With a subclassed QApplication, QEvents and custom QEvents now acted accordingly and allows for the elegant and implicit chain-of-responsibility normally used in Qt, meaning the inner-most widgets may pass an event to its nearest parent and trust it to pass it along to the grand-parent and so forth, finally catching it within an “event()” method.

This final solution was the one that stuck and I’m now treating all these scenarious this way, subclassing QEvent for every unique event that needs to touch more than one object up a chain and it works quite well.

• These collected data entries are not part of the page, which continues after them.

PR #750, opened 2020-03-17
Add CSIDriver to resourceread and resourceapply

bertinatto:
The CSIDriver object contains information about a CSI driver.

Up until recenty, this object was created by the cluster-driver-registrar sidecar container, however, this sidecar has been deprecated. As a result, operators need to create this object when installing a CSI driver.

CC @openshift/storage

### DIFF
--- a/pkg/operator/resource/resourceapply/storage.go
+++ b/pkg/operator/resource/resourceapply/storage.go
@@ -6,10 +6,12 @@ import (
 	"k8s.io/klog"
 
 	storagev1 "k8s.io/api/storage/v1"
+	storagev1beta1 "k8s.io/api/storage/v1beta1"
 	"k8s.io/apimachinery/pkg/api/equality"
 	apierrors "k8s.io/apimachinery/pkg/api/errors"
 	metav1 "k8s.io/apimachinery/pkg/apis/meta/v1"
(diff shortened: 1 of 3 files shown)


bertinatto:
@deads2k would you be able to take a look at this? We'd like to use this in the CSI operators.

pkg/operator/resource/resourceapply/storage.go
```diff
@@ -48,3 +50,32 @@ func ApplyStorageClass(client storageclientv1.StorageClassesGetter, recorder eve
...
+	resourcemerge.EnsureObjectMeta(modified, &existingCopy.ObjectMeta, required.ObjectMeta)
+	if !*modified {
+		return existingCopy, false, nil
+	}
+
+	if klog.V(4) {
+		klog.Infof("CSIDriver %q changes: %v", required.Name, JSONPatchNoError(existing, existingCopy))
+	}
+
+	actual, err := client.CSIDrivers().Update(existingCopy)
```
deads2k: Do CSI drivers have any immutable fields?  Those can sometimes cause issues.  You don't have to fix them all now, but you can look at what we did for secrets to handle the situation

bertinatto:
Rebased and added contexts to client methods (Create/Update)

A more full-blown example has been documented here:

With the custom QApplication here: https://github.com/abstractfactory/labs/blob/master/python/mvc/editable.py#L149
One of the custom events here: https://github.com/abstractfactory/labs/blob/master/python/mvc/editable.py#L221
And a replacement of a click-event for a custom QEvent here: https://github.com/abstractfactory/labs/blob/master/python/mvc/editable.py#L466

Hope it helps.

Another data point to consider: As Mancuso’s post points out, you can create a system which passes non-fatal messages outside the return value stream using an event model. In this version you make everything exception-safe (at least, for well-known and predictable issues) and pass warnings and errors along using event callbacks. There’s some extended discussion and examples here, and the Event class itself is in mGui.

The event based paradigm works best for things like GUIs where there is a hierarchy of long-lived objects. You can manhandle it into a function-oriented system (like the original example), usually be passing callback objects along with other objects. However that tends to increase coupling across the system, so if the use case is more like the example I’d go for complex return types.